Entering that barely populated category of the non-disgraceful comeback, Secrets sounds just great: the confidence, conviction, and sense of renewed delight in their own existence is palpable. Opener "All I Ever Wanted" has almost the exact same creaky robot-fart bassline as "Space Invaders Are Smoking Grass" (the 1998 cult hit by neo-electro outfit i/F that kickstarted the techno scene's interest in all things Eighties). "Love Me Madly" is a marvellous blast of controlled hysteria, with great rhymes ( "you're really making me anxious/you know everybody blanks us") and OTT metaphors like "I'm tethered to a trainee hellcat". On "Shameless", the squeaky-clean synths, crisply reticular beats, and chittering 16th-note basslines make you flash on Computer World and the Moroder-produced Sparks of "Beat The Clock" and "Number One Song In Heaven".

Secrets is retro-nuevo, the League staging their own revival ('cos who could do it better?). State-of-art FX coexist with pure-1981 one-finger synth-tunes and rudimentary arpeggiated refrains. Oakey & Co have found a way to modernize their classic "Love Action"/"Fascination"--era sound without losing its distinctive League-ness. And that distinctiveness resides in a certain unsupple, boxy quality. Today, electronica producers just press a button to make their tracks "swing"; computers can give the music "feel" by adding tiny rhythmic irregularities. Paradoxically, it's their stiffness and squareness that makes the League human. But--and here's the weird thing--the one place this isn't happening anymore is the vocals.

Something's been lost, a certain shaky fallibility. Joanne Catherall and Susanne Sulley especially sound characterless, the girl-dancing-around-her-handbag-at-the-disco charm ironed out. Mostly likely the culprit is Autotuner, a studio device that corrects errors in pitch. Maybe such perfectionism is necessary to compete in the pop marketplace of fembots like Aguilera and Spears, but it brings a certain Bucks Fizz-like plasticity (bad plastic-ness, as opposed to good plastic pop) to the backing vocals, and Susanne's lead vocal on "Never Give Your Heart".

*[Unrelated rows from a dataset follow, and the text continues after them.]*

PR #482, opened 2019-12-07
Set a user agent by default. Fixes #450

### LINKED ISSUE #450: HTTP.jl should send a User-Agent header by default
HTTP RFC says that clients "SHOULD" send a user agent by default. I would propose
```
User-Agent: HTTP.jl/$version
```
where `version` is the version number of the HTTP library. GitHub, for example, refuses to serve requests for URLs when the request doesn't have a user agent. Doesn't matter what it is, but it has to be set.

quinnj:


src/MessageRequest.jl
```diff
@@ -51,15 +51,16 @@ function request(::Type{MessageLayer{Next}},
     return request(Next, url, req, body; iofunction=iofunction, kw...)
 end
 
-const USER_AGENT = Ref{String}()
+const USER_AGENT = Ref{Union{String, Nothing}}("HTTP.jl/$VERSION")
```
fredrikekre: Should this not be the version of `HTTP.jl` instead of the Julia version?

quinnj: Why?

mattBrzezinski: I think that setting this to the `HTTP.jl` version rather than the Julia version makes more sense. If a user ever has an issue down the line, it makes more sense to tie the default user-agent to the package rather than the version of Julia.

Tying the default user-agent to the package also seems to be more in-line with the spirit of what the identification represents. Although I can understand the argument 

> https://en.wikipedia.org/wiki/User_agent#User_agent_identification

fredrikekre: `curl`, `wget` and `python-requests` uses its own version rather than the compiler too.

PR #486, opened 2019-12-12
Removed AWS4AuthRequest Layer | Deprecate HTTP.Post without headers

mattBrzezinski:
The `AWS4AuthLayer` was introduced into this package because it was required for signing AWS signatures in HTTP. With #443 we are now able to insert custom layers into the HTTP stack, this means we can now move the `AWS4AuthLayer` out of this package.

I have already moved the `AWS4AuthLayer` into `AWSCore.jl` in [this commit](https://github.com/JuliaCloud/AWSCore.jl/commit/19e20b6#diff-3622fe17ed3d67519bc2425dc231ade3R1).  Going forward if you want to use the `AWS4Auth` Layer in your stack would be to do something like:

```
stack = stack()
insert(stack(), MessageLayer, AWS4AuthLayer)

request(...)
```

---

As per #473 this CR will also deprecate the usage of `HTTP.Post` without headers for body::Form.


test/insert_layers.jl
```diff
@@ -26,7 +26,7 @@ using ..TestRequest
     end
 
     @testset "Insert - Non-existant layer" begin
```
omus:
```suggestion
    @testset "Insert - Non-existent layer" begin
```

omus:
Appears to be additional changes to make to appease the tests

mattBrzezinski:
Forgot that we needed to deprecate `HTTP.post()` without headers in the next minor version. Added the changes to it in  
> https://github.com/JuliaWeb/HTTP.jl/pull/486/commits/1250ad995d55cb5211c1bb739807dc21daf44160

fredrikekre:
Before releasing a new breaking version it would be good to consider  #469.

mattBrzezinski:
That's a good idea, might as well get in what we can with this release.

quinnj:
This PR [has been noted](https://github.com/JuliaWeb/HTTP.jl/issues/786) as desirable before we do a 1.0 release; @mattBrzezinski, any chance you could update it? Even if just the src code and I can help with any test-related changes?

mattBrzezinski:
> This PR [has been noted](https://github.com/JuliaWeb/HTTP.jl/issues/786) as desirable before we do a 1.0 release; @mattBrzezinski, any chance you could update it? Even if just the src code and I can help with any test-related changes?

Yes. I can have this updated probably by the end of the year some time? Just wrapping up other stuff currently.

quinnj:
The removal of AWSLayer is now included in #789; I'm not familiar with the `post` deprecation that was included in this PR, so we might want to do that in a new commit if it's still relevant.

As a result, Secrets is incredibly strong--there could be six or seven hit singles here--but it's limned with a certain hollowness. Human League have never exactly torn their songs from their hearts. The group was one of the inventors of pop-about-pop, the missing link between M and Saint Etienne. Massive popular success was an essential component of their music, it would have been embarassing, humiliated, without it. Despite this Abba-if-they'd-read-Nik-Cohn self-consciousness, the League's classic-era songs managed to connect with people, be "moving". But it's hard to imagine punters today using Secrets songs to soundtrack their lives. The love/hate tunes like "All I Ever Wanted" and "Liar" are standard-issue romantic scenarios. And when Oakey tries to "say" something, the results are either opaque or clumsy. "The Snake" seems to be some kind of rallying call to a new consciousness ("come and join us" on a "journey of the mind"), and "Reflections" gestures confusedly at the kind of E-piphany that's granted to people of the night but dissipates as the chemicals leave the system next day: "fragments of meaning" indeed. State of the Nation address "Sin City" is a diatribe about Blair's Britain ("confidence at a standstill", "tension you could handle", "our principles blurred") and attempts a reckoning with the lost utopian rage of punk and/or Socialism. But it reminds me of Weller's "Town Called Malice" (there's even a line about "a town without pity") and is ultimately the sort of statesmanlike speaking-out that doesn't really suit Oakey (remember "The Lebanon"?).

Ironically, some of the best things on Secrets are the seven all-too-brief instrumentals: the Kraftwerk-circa-"Neon Lights" intricacy/delicacy of "Nervous"; the pulsatronic drive and filtered bass booms of "Ringinglow," which could mash up the venue at Gatecrasher, Sheffield's temple of trance; the butterfly wing-flutter of "Lament". On these tracks, Human League situate themselves on the continuum that runs from Moroder to Paul Van Dyk: the quest for an authentically European soul, clean, serene, non-earthy, unearthly. A qualified triumph, Secrets reminds you of the League's pioneer stature as electronic musicians, as much as their brief reign as a meta-pop dream come true.